▶ _Try it_
Repeat the data exactly, so that every line matches the original.

▶ _Input material_
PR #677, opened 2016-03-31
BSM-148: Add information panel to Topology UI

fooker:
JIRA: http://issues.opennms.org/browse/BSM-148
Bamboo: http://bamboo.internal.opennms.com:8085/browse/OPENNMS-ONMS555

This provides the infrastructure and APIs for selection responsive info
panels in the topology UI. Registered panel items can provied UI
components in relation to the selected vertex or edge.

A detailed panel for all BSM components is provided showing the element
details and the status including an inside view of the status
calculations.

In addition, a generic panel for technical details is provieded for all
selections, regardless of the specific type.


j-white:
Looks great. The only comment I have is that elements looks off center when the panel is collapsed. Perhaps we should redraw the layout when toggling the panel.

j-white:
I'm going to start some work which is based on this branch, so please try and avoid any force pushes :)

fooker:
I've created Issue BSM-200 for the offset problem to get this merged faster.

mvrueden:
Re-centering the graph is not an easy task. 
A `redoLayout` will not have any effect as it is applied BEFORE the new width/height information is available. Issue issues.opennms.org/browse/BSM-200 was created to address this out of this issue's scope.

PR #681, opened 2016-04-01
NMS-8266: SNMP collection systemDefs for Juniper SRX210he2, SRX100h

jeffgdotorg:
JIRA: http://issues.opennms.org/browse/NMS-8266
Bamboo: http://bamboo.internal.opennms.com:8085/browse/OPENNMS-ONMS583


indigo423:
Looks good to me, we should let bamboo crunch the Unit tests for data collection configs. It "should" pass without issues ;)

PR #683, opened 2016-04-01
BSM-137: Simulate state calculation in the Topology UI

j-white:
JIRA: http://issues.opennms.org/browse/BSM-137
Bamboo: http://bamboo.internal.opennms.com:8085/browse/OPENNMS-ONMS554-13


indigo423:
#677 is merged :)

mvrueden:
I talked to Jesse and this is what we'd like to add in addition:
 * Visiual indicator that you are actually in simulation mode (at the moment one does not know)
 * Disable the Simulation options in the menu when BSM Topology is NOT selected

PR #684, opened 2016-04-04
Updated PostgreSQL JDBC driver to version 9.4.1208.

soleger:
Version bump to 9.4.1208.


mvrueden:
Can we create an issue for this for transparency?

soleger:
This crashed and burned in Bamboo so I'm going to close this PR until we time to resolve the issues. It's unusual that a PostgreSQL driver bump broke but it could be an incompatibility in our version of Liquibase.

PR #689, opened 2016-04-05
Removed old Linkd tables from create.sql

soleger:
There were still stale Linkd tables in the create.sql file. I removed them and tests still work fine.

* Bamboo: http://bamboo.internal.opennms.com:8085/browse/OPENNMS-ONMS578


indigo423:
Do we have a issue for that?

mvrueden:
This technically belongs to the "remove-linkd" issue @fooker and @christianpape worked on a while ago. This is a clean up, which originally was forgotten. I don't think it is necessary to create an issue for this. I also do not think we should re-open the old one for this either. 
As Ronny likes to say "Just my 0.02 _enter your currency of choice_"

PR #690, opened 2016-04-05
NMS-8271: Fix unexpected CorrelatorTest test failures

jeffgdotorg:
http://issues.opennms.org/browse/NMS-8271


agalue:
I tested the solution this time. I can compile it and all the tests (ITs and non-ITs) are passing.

▶ _Exercise output_
PR #677, opened 2016-03-31
BSM-148: Add information panel to Topology UI

fooker:
JIRA: http://issues.opennms.org/browse/BSM-148
Bamboo: http://bamboo.internal.opennms.com:8085/browse/OPENNMS-ONMS555

This provides the infrastructure and APIs for selection responsive info
panels in the topology UI. Registered panel items can provied UI
components in relation to the selected vertex or edge.

A detailed panel for all BSM components is provided showing the element
details and the status including an inside view of the status
calculations.

In addition, a generic panel for technical details is provieded for all
selections, regardless of the specific type.


j-white:
Looks great. The only comment I have is that elements looks off center when the panel is collapsed. Perhaps we should redraw the layout when toggling the panel.

j-white:
I'm going to start some work which is based on this branch, so please try and avoid any force pushes :)

fooker:
I've created Issue BSM-200 for the offset problem to get this merged faster.

mvrueden:
Re-centering the graph is not an easy task. 
A `redoLayout` will not have any effect as it is applied BEFORE the new width/height information is available. Issue issues.opennms.org/browse/BSM-200 was created to address this out of this issue's scope.

PR #681, opened 2016-04-01
NMS-8266: SNMP collection systemDefs for Juniper SRX210he2, SRX100h

jeffgdotorg:
JIRA: http://issues.opennms.org/browse/NMS-8266
Bamboo: http://bamboo.internal.opennms.com:8085/browse/OPENNMS-ONMS583


indigo423:
Looks good to me, we should let bamboo crunch the Unit tests for data collection configs. It "should" pass without issues ;)

PR #683, opened 2016-04-01
BSM-137: Simulate state calculation in the Topology UI

j-white:
JIRA: http://issues.opennms.org/browse/BSM-137
Bamboo: http://bamboo.internal.opennms.com:8085/browse/OPENNMS-ONMS554-13


indigo423:
#677 is merged :)

mvrueden:
I talked to Jesse and this is what we'd like to add in addition:
 * Visiual indicator that you are actually in simulation mode (at the moment one does not know)
 * Disable the Simulation options in the menu when BSM Topology is NOT selected

PR #684, opened 2016-04-04
Updated PostgreSQL JDBC driver to version 9.4.1208.

soleger:
Version bump to 9.4.1208.


mvrueden:
Can we create an issue for this for transparency?

soleger:
This crashed and burned in Bamboo so I'm going to close this PR until we time to resolve the issues. It's unusual that a PostgreSQL driver bump broke but it could be an incompatibility in our version of Liquibase.

PR #689, opened 2016-04-05
Removed old Linkd tables from create.sql

soleger:
There were still stale Linkd tables in the create.sql file. I removed them and tests still work fine.

* Bamboo: http://bamboo.internal.opennms.com:8085/browse/OPENNMS-ONMS578


indigo423:
Do we have a issue for that?

mvrueden:
This technically belongs to the "remove-linkd" issue @fooker and @christianpape worked on a while ago. This is a clean up, which originally was forgotten. I don't think it is necessary to create an issue for this. I also do not think we should re-open the old one for this either. 
As Ronny likes to say "Just my 0.02 _enter your currency of choice_"

PR #690, opened 2016-04-05
NMS-8271: Fix unexpected CorrelatorTest test failures

jeffgdotorg:
http://issues.opennms.org/browse/NMS-8271


agalue:
I tested the solution this time. I can compile it and all the tests (ITs and non-ITs) are passing.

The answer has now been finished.